Source: Instagram // @art_juliajohns
Source: Instagram // @art_juliajohns
“He watched for a month,” Ginsburg said. “Then he came to my chambers and said, ‘You know you’re right. They do interrupt each other all the time, but I never noticed it.”
Even though manterruptions are annoying and can be detrimental to a professional woman’s authority, there are strategies you can use to shut down manterruptors (and the people who try to convince you that they’re not a big deal). Here are some RBG-inspired ways to make sure you’re heard at work:

1. Use active words.

A Northwestern University study on oral arguments showed scientific proof that female Supreme Court Justices are interrupted more. “We find that judicial interactions at oral argument are highly gendered,” the researchers wrote. “With women being interrupted at disproportionate rates by their male colleagues, as well as by male advocates.”
When Ginsburg and other female justices used polite language, like “sorry,” “may I ask” and “excuse me,” they were interrupted much more frequently.  However, the study also showed that in response to this — Ginsburg changed the way she spoke. “Ginsburg appears to transition to a more aggressive style of questioning,” the researchers pointed out. “And she is not interrupted nearly as frequently.”

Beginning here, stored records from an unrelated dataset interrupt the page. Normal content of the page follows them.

PR #2435, opened 2021-06-16
Add and send some `MetadataEvent`s, show in new capture log, show some as message boxes

dpallotti:
#### Add capture log QTextEdit and corresponding QPushButton
The QTextEdit is shown when capturing in the bottom right and hidden when the
capture is finished. The checkable button in the status bar allows to hide it
while capturing or to re-show it when the capture is done.
Also added the first log lines: capture started and finished.

Bug: http://b/188182133

Test: Take a capture, verify expected behavior.
#### Add MainWindowInterface::ShowWarningWithDontShowAgainCheckboxIfNeeded
For now, use it to replace
`OrbitMainWindow::ShowEmptyFrameTrackWarningIfNeeded`.

Test: Hook a function that is not called, capture, then enable the frame track.
#### Fix initial default value of "Enable Orbit Api in target"
Bug: http://b/191236151

Test: Delete all settings, capture a binary with manual instrumentation.
#### Add MetadataEvent with some initial sub-events and handle it/them
Bug: http://b/188182133
Bug: http://b/180235290
Bug: http://b/187176721
#### Don't report "No api table to initialize" as an error
This is not really an error, as it's the equivalent of having enabled all the
known api tables, like in the loop below.

An alternative would be to also have
`if (capture_options.api_functions().empty())` in the callers and keep the error
here.

Test: Capture a binary with no manual instrumentation, and a binary with manual
instrumentation but symbols not loaded.
#### Don't distinguish between uprobes and other perf_event_open for errors
While a long time ago a low `perf_event_paranoid` was enough without root for
everything except uprobes, this no longer holds, as reading tracepoint ids
also requires root.
#### Add, send, process ErrorsWithPerfEventOpenEvent
Bug: http://b/188182133
Bug: http://b/180235290

Test: Take a capture with `OrbitService` not running as root. Update
`LinuxTracingIntegrationTests`.
#### Don't show capture warning message boxes when loading a capture


src/OrbitGl/App.cpp
```diff
@@ -266,10 +269,28 @@ OrbitApp::~OrbitApp() {
 }
 
 void OrbitApp::OnCaptureFinished(const CaptureFinished& capture_finished) {
-  if (capture_finished.status() == CaptureFinished::kFailed) {
-    SendErrorToUi("Capture Failed", capture_finished.error_message());
-    ERROR("Capture Finished with error: %s", capture_finished.error_message());
-  }
+  main_thread_executor_->Schedule([this, capture_finished]() {
+    switch (capture_finished.status()) {
+      case orbit_grpc_protos::CaptureFinished_Status_kSuccessful: {
```
beckerhe, line 274: Nit: Using the abbreviated constants like `CaptureFinished::kFailed` etc. would make it more readable. At least to me.

src/OrbitGl/MainWindowInterface.h
```diff
@@ -32,6 +32,10 @@ class MainWindowInterface {
                                const std::string& assembly,
                                orbit_code_report::DisassemblyReport report) = 0;
 
+  enum class CaptureLogSeverity { kInfo, kWarning, kSevereWarning, kError };
+  virtual void AppendToCaptureLog(CaptureLogSeverity severity, std::string_view capture_time,
```
beckerhe, line 40: From an interface perspect I would expect the capture_time to be a chrono or abseil timestamp or duration, not a string, such that formatting happens in a single place. Not sure though if that change is worth it. I assume you built this around existing functions which return strings?

src/OrbitQt/orbitmainwindow.cpp
```diff
@@ -436,6 +437,32 @@ void OrbitMainWindow::SetupTargetLabel() {
                    });
 }
 
+void OrbitMainWindow::SetupStatusBarLogButton() {
+  // The Qt Designer doesn't seem to support adding children to a StatusBar.
+  auto* capture_log_widget = new QWidget(statusBar());
```
beckerhe, line 439: Nit: You could add a `// NOLINT` or `// NOLINTNEXTLINE` comment to silence clang-tidy. I assume it will complain about the raw `new`.

beckerhe (approved):
Nice. Otherwise LGTM

src/OrbitGl/App.cpp
dpallotti: Oh yeah, the cases were autogenerated by the IDE and I forgot to change them. Done.

src/OrbitQt/orbitmainwindow.cpp
dpallotti: Oh thanks, I like that, added a couple in this method.

src/OrbitGl/MainWindowInterface.h
dpallotti: Yep, basically you said it all, I agree the interface is weird, but at the same time this uses `OrbitApp`'s `GetCaptureTime` and the new `GetCaptureTimeAt`, which already return formatted strings. 

Internally these methods call `GetPrettyTime` so I could just call that directly in `OrbitMainWindow` (although `GetPrettyTime` is currently only called in `OrbitGl`). That would also allow the capture log to choose to change the way it formats timestamps. In that case I think that `GetCaptureTime` should just be changed to return an `absl::Duration` and all the places it's called from should use `GetPrettyTime` (there are not that many).

What do you think?

beckerhe:
> Nice. Otherwise LGTM

I just realized I haven't reviewed all the commits.

src/OrbitGl/MainWindowInterface.h
beckerhe: Yes, that sounds perfect to me!

beckerhe (approved):
So, this time I went through all the commits. This looks all good to me, but there are quite some changes in areas I'm not super familiar with. So I suggest at least one other dev also has a look.

src/OrbitGl/App.cpp
```diff
@@ -926,6 +1036,18 @@ std::string OrbitApp::GetCaptureTime() const {
...
 }
 
+std::string OrbitApp::GetCaptureTimeAt(uint64_t timestamp_ns) const {
+  const TimeGraph* time_graph = GetTimeGraph();
+  if (time_graph == nullptr) {
+    return GetPrettyTime(absl::ZeroDuration());
+  }
+  const uint64_t capture_min_timestamp_ns = time_graph->GetCaptureMin();
+  if (timestamp_ns < capture_min_timestamp_ns) {
+    return GetPrettyTime(absl::ZeroDuration());
```
pierricgimmig, line 1046: A negative time could be useful to differentiate from the case where time_graph is null and to give and idea about how far from the capture min we are.

src/OrbitQt/orbitmainwindow.cpp
```diff
@@ -436,6 +434,52 @@ void OrbitMainWindow::SetupTargetLabel() {
                    });
 }
 
+void OrbitMainWindow::SetupStatusBarLogButton() {
+  // The Qt Designer doesn't seem to support adding children to a StatusBar.
+  auto* capture_log_widget = new QWidget(statusBar());  // NOLINT
```
pierricgimmig, line 439: Out of curiosity, what is the linter complaining about?

src/OrbitQt/orbitmainwindow.cpp
```diff
@@ -919,7 +970,7 @@ constexpr uint64_t kMemoryWarningThresholdKbDefaultValue = 1024 * 1024 * 8;  //
 void OrbitMainWindow::LoadCaptureOptionsIntoApp() {
   QSettings settings;
   app_->SetCollectThreadStates(settings.value(kCollectThreadStatesSettingKey, false).toBool());
-  app_->SetEnableApi(settings.value(kEnableApiSettingKey, false).toBool());
+  app_->SetEnableApi(settings.value(kEnableApiSettingKey, true).toBool());
```
pierricgimmig, line 973: thanks!

pierricgimmig (approved):
This is cool! Thanks. LGTM, please see minor comments. Also, I tried it out and the capture log automatically disappears on capture end when we automatically switch to the sampling tab. It would have expected it to stick.

src/OrbitQt/orbitmainwindow.cpp
dpallotti: clang-tidy complains (rightly so) that the result of `new` is not passed to an owner.

src/GrpcProtos/capture.proto
```diff
@@ -409,6 +409,43 @@ message CaptureStarted {
...
+}
+
+message ClockResolutionEvent {
+  uint64 timestamp_ns = 1;
+  uint64 clock_resolution_ns = 2;
+}
+
+message ErrorsWithPerfEventOpenEvent {
+  uint64 timestamp_ns = 1;
+}
```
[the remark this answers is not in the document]
dpallotti: We can pass an additional message or `enum`, but what level of detail do you have in mind? What class of events failed to open (e.g., sampling, dynamic instrumentation), or more specific? One problem with being specific is that basically every times there's one failure, there are many failure, so I feel like we would return either only the first one, or a ton of them.

dpallotti:
> the capture log automatically disappears on capture end when we automatically switch to the sampling tab

@pierricgimmig This is intended, the code for this is at the end of `OrbitMainWindow::UpdateCaptureStateDependentWidgets`. The reasoning is that the user has already seen the messages during the capture, when the log takes vertical space from the right but most of the data is on the left (unless you have instrumented many functions and you want to see all of them in the "Live" tab), while after the capture the messages are in most cases no longer interesting, and I would prefer to make space for all the data that is now on the right, without the user having the close the log every single time, which I believe would be very annoying.

src/Api/EnableInTracee.cpp
```diff
@@ -33,7 +33,7 @@ namespace {
 ErrorMessageOr<absl::flat_hash_map<std::string, ModuleInfo>> GetModulesByPathForPid(int32_t pid) {
   OUTCOME_TRY(module_infos, orbit_object_utils::ReadModules(pid));
   absl::flat_hash_map<std::string, ModuleInfo> result;
-  for (const ModuleInfo& module_info : module_infos) {
+  for (ModuleInfo& module_info : module_infos) {
```
dimitry-, line 36: interesting. I would have expected compiler to complain on move here.

src/OrbitGl/App.cpp
dpallotti: Hmm, I don't think we should have show negative times. It can happen here if `GetCaptureMin()` is still returning `std::numeric_limits<uint64_t>::max()`, but ideally we should always have non-negative times here (it otherwise indicates an error on our side).

src/OrbitGl/App.cpp
```diff
@@ -266,10 +269,28 @@ OrbitApp::~OrbitApp() {
...
+      case orbit_grpc_protos::CaptureFinished::kFailed: {
+        SendErrorToUi("Capture Failed", capture_finished.error_message());
+        ERROR("Capture Finished with error: %s", capture_finished.error_message());
+        main_window_->AppendToCaptureLog(
+            MainWindowInterface::CaptureLogSeverity::kError, GetCaptureTime(),
+            absl::StrFormat("Capture finished with error: %s.", capture_finished.error_message()));
+      } break;
+      case orbit_grpc_protos::
+          CaptureFinished_Status_CaptureFinished_Status_INT_MIN_SENTINEL_DO_NOT_USE_:
+        [[fallthrough]];
```
dimitry-, line 286: I think in case of completely empty case we do not want to use [[fallthrough]], it actually makes it harder to read.

I would reserve it only for cases where there is some work to be done and after that fallthrought is intended.

src/OrbitGl/MainWindowInterface.h
dpallotti: Done.

src/OrbitGl/App.cpp
```diff
@@ -490,6 +514,92 @@ void OrbitApp::OnModulesSnapshot(uint64_t /*timestamp_ns*/, std::vector<ModuleIn
...
+                                           GetCaptureTimeAt(timestamp_ns), message);
+
+          if (!IsLoadingCapture()) {
+            constexpr const char* kDontShowAgainHighClockResolutionWarningKey =
+                "DontShowAgainHighClockResolutionWarning";
+            main_window_->ShowWarningWithDontShowAgainCheckboxIfNeeded(
+                "High clock resolution", message, kDontShowAgainHighClockResolutionWarningKey);
+          }
+        }
+      } break;
```
dimitry-, line 577: does this want to be a function?

dimitry- (approved):
couple of nits. otherwise lgtm

src/GrpcProtos/capture.proto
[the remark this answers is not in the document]
pierricgimmig: I was thinking of specifying in what context perf_event_open failed, i.e. while enabling sampling, scheduling, uprobes, etc. Maybe adding a string to the event would be enough, this way we could know exactly which events we would not receive in the capture.

src/OrbitQt/orbitmainwindow.cpp
pierricgimmig: Ah ok, thanks.

src/OrbitGl/App.cpp
pierricgimmig: The suggestion was to get more info on when the event occurred for debugging, but maybe we should be stricter here and actually CHECK since receiving an event from before the capture is an error on our side. Perhaps we could display the raw timestamp when we receive such events?

pierricgimmig:
> @pierricgimmig This is intended, the code for this is at the end of `OrbitMainWindow::UpdateCaptureStateDependentWidgets`. The reasoning is that the user has already seen the messages during the capture, when the log takes vertical space from the right but most of the data is on the left (unless you have instrumented many functions and you really really want to see all of them in the "Live" tab), while after the capture the messages are in most cases no longer interesting, and I would prefer to make space for all the data that is now on the right, without the user having the close the log every single time, which I believe would be very annoying.

I see your point. The closer the messages are to the end of the capture, the less likely the user will have time to see them however. Really not a huge deal. Eventually we could add an option to "pin" the log section.

dpallotti (commented):
It looks like I forgot to send this reply on Friday.

dpallotti:
> The closer the messages are to the end of the capture, the less likely the user will have time to see them however.

@pierricgimmig That is true. I'm relying on the fact that at the moment most of the messages come at the very beginning. If/once we add more events (the new dynamic instrumentation should be a new source of messages) we can adjust.

src/OrbitGl/App.cpp
dpallotti: Regarding debugging and raw timestamps, this is not really for our debugging, but to actually display information to the user, so we should keep it clean. For example, raw timestamps are timestamps since boot on the instance and they don't say a lot if we just print them. We should use `LOG` and `ERROR` for these things.

There is a more general problem with how we track capture min (and max) timestamps. The problem here is that `TimeGraph` is doing that and it shouldn't. That's why we can't really `CHECK` here. That is a bit bigger and out of scope from this change. I've created http://b/191631291 and I'll set this aside for now, as it doesn't really affect the capture log here.

src/GrpcProtos/capture.proto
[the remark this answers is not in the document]
dpallotti: Makes sense, looking into this.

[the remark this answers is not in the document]
dpallotti: Done (added a commit).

2. Advocate for more women on the team.

Ginsburg speaks on legal matters and gender equality regularly. Though she personally doesn’t get to decide which justices join the Supreme Court, she is public about wanting as many women on the bench as possible. When asked when there will be “enough” women on the Supreme Court in 2012, Ginsburg gave her now iconic response:
“I say, when there are nine,” she said at the 10th Circuit Bench & Bar Conference. “There have been nine men, and nobody’s ever raised a question about that.”
Regardless of whether you’re on the Supreme Court bench or sitting around a conference room table, having more women in the room is always a good idea. Together, you can promote each other’s ideas, stand up against “hepeating” and invite female coworkers to finish their statements when they get interrupted. Make an active effort to bring in female employees at all levels of your organization, and the results will speak for themselves.

3. Stand up for yourself.

Despite their ideological differences, Ginsburg was a close friend of late Supreme Court Justice Antonin Scalia. They disagreed on many items, but remained “best buddies” (and those are Ginsburg’s words!) throughout their career, even once going on vacation together.
Ginsburg’s friendship with Scalia reminds us that it’s important to get to know people on the other side of the table. If you find yourself consistently interrupted by a male colleague, ask him to coffee so you can share your concerns. It’s possible that he hasn’t noticed and will appreciate you bringing the matter up in private. If the discussion grows confrontational and you feel that you need to get a supervisor involved, you will have at least advocated for yourself by making the effort to address the issue on your own.
You shouldn’t be expected to solve the manterruption problem, but until men start understanding their own behaviors and how they affect women at work, these strategies are a good way to get started. RBG would be proud!